Govt fails to set fair trade example
By Alex Stevenson
Civil servants have been accused of not putting their money where their mouth is when it comes to their cups of tea and coffee.
Sustain’s Good Food For Our Money campaign has criticised the government after a report showed the public sector is not bothering to check whether the cheap produce it is buying from poor countries is being traded fairly or ethically.
Only 18 per cent of Foreign Office tea and coffee was fair trade accredited, while at the Department for Communities and Local Government the figure stood at just eight per cent.
It comes on the day research by the Nuffield Trust suggests Britons are too lazy to make an effort to improve their own health, despite the government’s anti-obesity initiatives.
“Government food procurement is currently a mess, allowing food to be bought with our taxpayers’ money that is bad both for people and the planet,” Sustain spokesman Alex Jackson said.
“Buying food from poorer countries, without any assurance that is has been fairly traded, is the tip of the iceberg.
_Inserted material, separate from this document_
PR #3430, opened 2022-12-23
Loot Reform Part 2

jmcmorris:
**_I affirm:_**

Moves nearly all uses of SetDropRate and SetDropID to use ITEM_DROPS event instead.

Procurement standards are weak and not enforced and there is a lack of political will to improve.
“The food bought using our money should improve our health, our economy and the environment.”
It has emerged that a £48 million government scheme ensuring primary school children eat at least one portion of fruit or vegetables a day does not include sustainability criteria.
Sustain claims to have obtained an email from the company responsible for managing the School Fruit and Vegetable Scheme contract which shows that food procurement decisions are to be based largely on cost and ease of management decisions.
Mr Jackson accused the government of paying “lip service” to its Food Matters agenda, which places the onus on keeping food sustainable.
He added: “The biggest single step the government can take to improve the healthiness and sustainability of our food system is to use the £2 billion of tax payer’s money spent each year on food to help the environment and British farmers.”
The Department for Environment, Food and Rural Affairs will publish an update to its Food Matters programme later this morning.